Bonius, who describes himself as a private citizen from Laguna Beach, paid the minimum on the $1,388 bill each month, leaving him with $600 at the end of the promotional period. The shock came after the promotional period ended. The $600 balance jumped to $949.

Long story short:

  • He was charged interest on the original $1,388 bill, not on his balance.
  • He told his story to a friend at the Western Center on Law & Poverty.
  • The legal aid attorney got word to state Sen. Holly Mitchell, a Los Angeles Democrat, who turned it into Senate Bill 639, a measure to restrict interest charged on medical credit cards, a recurrent consumer issue.

Bonius, who traveled to Sacramento to testify in favor of the bill, told me: “I don’t want it to happen to me again or to anyone else. I’m one of those strange cats who believes in democracy.”

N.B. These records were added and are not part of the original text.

PR #5659, opened 2021-04-02
Create SyrusAkbary.yaml

syrusakbary:
While I don't endorse Richard Stallman point of view on many (many) aspects, I believe it's healthy to defend the right to have other perspectives even though they might not match our own. I don't see punishment and retaliation as optimal ways to make this world a happier place.

I defend the right to make mistakes as a healthy way of evolving our own understanding.

As such, I'm signing this note from a personal manner (not my employer or company) :)


6r1d:
Thank you for your support! It's great to see you with us.

Issue #1309, opened 2024-03-06
[Bug : Tour Nutrition] The beverage icon is not horizontal adjusted when column is resized


wolfgang-ch:
The beverage icon is not horizontal adjusted when column is resized

https://github.com/mytourbook/mytourbook/assets/1283445/2434c33c-9cb4-463d-9bbe-2cfa144f5466

In the tourbook view the icon is horizontally aligned when resized

https://github.com/mytourbook/mytourbook/assets/1283445/1dac677e-edac-4ac8-b0a4-bc7d3b54b24a

or

https://github.com/mytourbook/mytourbook/assets/1283445/32e7f199-e056-4f44-b787-ff0d21a136a4

_Originally posted by @wolfgang-ch in https://github.com/mytourbook/mytourbook/discussions/1308#discussioncomment-8689532_

PR #1311, opened 2024-03-07
[Tour Nutrition] The beverage icon is now horizontal adjusted when column is resized

FJBDev:
#1309


wolfgang-ch (approved):
I saw in the commit history, that this was not a very simple task but now it works 👍

FJBDev:
> I saw in the commit history, that this was not a very simple task but now it works 👍

It would be too easy if it needed only 1 commit 😄

PR #1326, opened 2024-04-23
[Weather] Migrating to OpenWeatherMap 3.0

FJBDev:
Per the official OpenWeatherMap [announcement](https://openweathermap.org/api/one-call-api), the v2.5 API will be deprecated in June 2024. 
Following this announcement, MT now uses the v3 of the API. The benefits is that the weather retrieval is not limited to the previous 5 days anymore but can be retrieved for **the last 40+ years (from 1st January 1979)**

The weather retrieval remains **free** <ins>but is limited to 1000 requests per day for all MT users.</ins>

`One Call API 2.5 will be deprecated in June 2024. Please read the [detailed guide](https://openweathermap.org/one-call-transfer) for transitioning to the more advanced [One Call API 3.0](https://openweathermap.org/api/one-call-3) which includes several useful upgrades like 40+ years of history archive, daily aggregation and human readable daily summary in comparison with One Call API 2.5 version. Read more about One Call API 3.0 in the product documentation [page](https://openweathermap.org/api/one-call-3) and[ FAQ](https://openweathermap.org/faq#onecall).`

- Tour Nutrition: Support for fractions of servings, disposal of the Dialog Search Product image


bundles/net.tourbook/src/net/tourbook/messages.properties
```diff
@@ -2333,9 +2333,13 @@ Pref_Weather_Check_SaveLogInTourWeatherDescription_Tooltip = When checked, all t
...
-Pref_Weather_Label_OpenWeatherMap_FiveDaysLimit            = NOTE:\n\
-                                                             While the weather retrieval with this vendor is free,\n\
-                                                             historical weather data can only be retrieved for the previous 5 days.
+Pref_Weather_Label_OpenWeatherMap_TimeRangeLimit           = NOTE:\n\
+                                                             While the weather retrieval for this vendor is free and \n\
+                                                             the historical weather data can be retrieved for the last \n\
+                                                             40+ years (from 1st January 1979), the total number of \n\
+                                                             requests per day is limited to 1000. Please be mindful of \n\
+                                                             this as this total number of daily requests is shared across \n\
+                                                             all the users.
```
wolfgang-ch, line 2342: The text in text/label controls should always grab the whole available horizontal space...

image

...like in the import page...

image

...only the tooltip text should be wrapped manually

FJBDev: Fixed

image

wolfgang-ch: After thinking more about the request max limit, we should limit the request per day/session because with just a few clicks in MT, you can easily intentionally or accidentally reach the max. limit.

image

The wording "Retrieve Weather Data..." is irritating because "..." means that there will be a dialogbox to setup/confirm this action but in this case, the weather retrieval starts immediately

FJBDev: > After thinking more about the request max limit, we should limit the request per day/session because with just a few clicks in MT, you can easily intentionally or accidentally reach the max. limit.

That is an idea yes. What do you think the limit should be per user per day ?

What mechanism do you have in mind in order to save the number of requests made per day, using the state like [this one](https://github.com/FJBDev/mytourbook/blob/c14dfd2c98a4f8033e40958d3c2545bdcae55e5b/bundles/net.tourbook/src/net/tourbook/ui/views/nutrition/TourNutritionView.java#L143)?
> 

> 
> The wording "Retrieve Weather Data..." is irritating because "..." means that there will be a dialogbox to setup/confirm this action but in this case, the weather retrieval starts immediately

It takes more to irritate me 😄  but I can change it if you want, to `Retrieve Weather Data` without the `...`

wolfgang-ch: > > After thinking more about the request max limit, we should limit the request per day/session because with just a few clicks in MT, you can easily intentionally or accidentally reach the max. limit.
> 
> That is an idea yes. What do you think the limit should be per user per day ?

20 ... 40 ? 

I think this would be enough when a few tour days are not imported and is mostly more than the current limit of 5 days

wolfgang-ch: > > After thinking more about the request max limit, we should limit the request per day/session because with just a few clicks in MT, you can easily intentionally or accidentally reach the max. limit.
> 
> What mechanism do you have in mind in order to save the number of requests made per day, using the state like [this one](https://github.com/FJBDev/mytourbook/blob/c14dfd2c98a4f8033e40958d3c2545bdcae55e5b/bundles/net.tourbook/src/net/tourbook/ui/views/nutrition/TourNutritionView.java#L143)?

When not necessary, I prefer the state. In the beginning of MT, I only used the pref store because I was not aware of the states, both have advantages/disadvantages

FJBDev: > After thinking more about the request max limit, we should limit the request per day/session because with just a few clicks in MT, you can easily intentionally or accidentally reach the max. limit.
> 

Suggestion implemented. I have decided to limit each user to 50 requests per day. I chose 50 requests because for a given tour, a request will be made for each hour of the tour and therefore retrieving data for several tours can quickly request multiple requests

image


Preference message updated to show to the user the 50 max requests per day
image

bundles/net.tourbook/src/net/tourbook/weather/openweathermap/OpenWeatherMapRetriever.java
```diff
@@ -268,14 +325,27 @@ private TimeMachineResult deserializeWeatherData(final String weatherDataRespons
...
+   private int getRequestCount() {
+
+      int requestCount;
+      try {
+
+         requestCount = _state.getInt(STATE_REQUEST_COUNT);
+
+      } catch (final NumberFormatException e) {
+         requestCount = 0;
+      }
```
wolfgang-ch, line 345: For getting state values you should use the `net.tourbook.common.util.Util.getState...()` methods

bundles/net.tourbook/src/net/tourbook/weather/openweathermap/OpenWeatherMapRetriever.java
```diff
@@ -226,6 +240,24 @@ private String buildWeatherApiRequest(final long date) {
       return weatherRequestWithParameters.toString();
    }
 
+   private boolean canMakeRequest() {
+
+      final String lastRequestDayString = _state.get(STATE_LAST_REQUEST_DAY);
+      final LocalDate lastRequestDay = lastRequestDayString != null ? LocalDate.parse(lastRequestDayString) : LocalDate.of(2000, 1, 1);
+      int requestCount = getRequestCount();
```
wolfgang-ch, line 247: You should use the `net.tourbook.common.util.Util.getState...()` methods, this is also available for date values

wolfgang-ch (changes requested):

bundles/net.tourbook/src/net/tourbook/weather/openweathermap/OpenWeatherMapRetriever.java
```diff
@@ -394,23 +482,31 @@ private boolean retrieveHistoricalWeather() {
    @Override
    public boolean retrieveHistoricalWeatherData() {
 
+      // If the user has reached the maximum number of requests per day, we notify
+      // them and abort the retrieval
+      if (!canMakeRequest()) {
+
+         TourLogManager.log_ERROR(Messages.Log_HistoricalWeatherRetriever_003_RetrievalLimitReached);
+         return false;
+      }
```
wolfgang-ch, line 491: Can you stop the retrieval logging after reaching the limit, othewise the log is filled?

image

bundles/net.tourbook/src/net/tourbook/weather/openweathermap/OpenWeatherMapRetriever.java
FJBDev: Good to know, those functions are useful. 
Fixed

bundles/net.tourbook/src/net/tourbook/weather/openweathermap/OpenWeatherMapRetriever.java
FJBDev: >  this is also available for date values

It is but t[he function](https://github.com/mytourbook/mytourbook/blob/878eef4605f5bc6632430dd8431cae2e3811376d/bundles/net.tourbook.common/src/net/tourbook/common/util/Util.java#L1154) needs a `dateTimeControl`which I don't have in this case. Instead, I used the `getStateString` function

bundles/net.tourbook/src/net/tourbook/weather/openweathermap/OpenWeatherMapRetriever.java
FJBDev: Good idea
Fixed

Example: Below, I have selected several tours but only 1 error message is displayed

image

bundles/net.tourbook/src/net/tourbook/weather/openweathermap/OpenWeatherMapRetriever.java
wolfgang-ch: Why not extend these tools, e.g.

```
public static LocalDate getStateDate(final IDialogSettings state,
                                        final String stateKey,
                                        final LocalDate defaultValue) {

      final String value = state.get(stateKey);

      try {

         return LocalDate.parse(value);

      } catch (final Exception e) {

         return defaultValue;
      }
   }

   public static LocalDate getStateDate(final IDialogSettings state,
                                        final String stateKey,
                                        final LocalDate defaultValue,
                                        final DateTime dateTimeControl) {

      final LocalDate parsedValue = getStateDate(state, stateKey, defaultValue);

      dateTimeControl.setYear(parsedValue.getYear());
      dateTimeControl.setMonth(parsedValue.getMonthValue() - 1);
      dateTimeControl.setDay(parsedValue.getDayOfMonth());

      return parsedValue;
   }
```

FJBDev: >Why not extend these tools, e.g.

Usually, I extend tools whenever a function is used at several places and not only once.

But since you're asking, I have added the function per your suggestion

PR #1354, opened 2024-05-25
improve the Spanish translation that was missing

danielrtic:


wolfgang-ch:
Thanks for the spanish translation

PR #1418, opened 2024-10-23
24.11 French translation

FJBDev:


bundles/net.tourbook.chart/src/net/tourbook/chart/ChartDrawingData.java
```diff
@@ -27,7 +27,7 @@ public class ChartDrawingData {
    ChartDataModel                      chartDataModel;
 
    int                                 devMarginTop;
-   int                                 devXTitelBarHeight;
+   int                                 devXTitleBarHeight;
    int                                 devSliderBarHeight;
```
wolfgang-ch, line 31: This issue exists since the beginning

image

The bill passed 9-0 in its first committee, with no opposition. But the year is new, and several more hearings are ahead. We’ll keep an eye on this one to see if a guy from Laguna Beach who believes in democracy can change a law.

Surprise medical bills have been getting a pretty good trashing, nationally, in recent months. But this may be one of the most egregious examples of “surprise” billing we’ve heard of.

Unlike when a customer makes a decision to go online and take out a payday loan or walk into a physical shop– or indeed go to the bank to draw out money you don’t have or apply for a loan– when you’re already strapped into the dentist’s chair, freaking out about drilling and novocaine and all the rest of the usual dental horror that awaits most of us at a serious dentist’s visit, there is really no capacity to rationally weigh options or read the fine print before signing. Granted, a lot of people doing everything from signing up for gmail accounts to taking out payday loans to opening a new bank account under whose terms a bank can charge you up the wazoo for a bounced check or unauthorized overdraft do not in practice read the terms and conditions. But their ability to do so is far greater than Mr. Bonius’ seems to have been here.

In addition, the practice of charging interest on the whole bill as opposed to the portion he did not pay right then and there seems totally uncool. Ultimately, if you take out a $200 payday loan to cover the gap between the $400 you have in savings and the $600 bill from your auto mechanic when your Honda Accord breaks down, you pay interest on the $200, not the $600. Mr. Bonius’ experience seems just egregious– but the likelihood is that it’s relatively common.

Hopefully the legislature will get on this one and at least clarify that interest is chargeable on what’s borrowed but not on portions of bills that are not borrowed. With health care costs going up, up, up, it’s hard to believe legislators wouldn’t get credit for taking on this fight.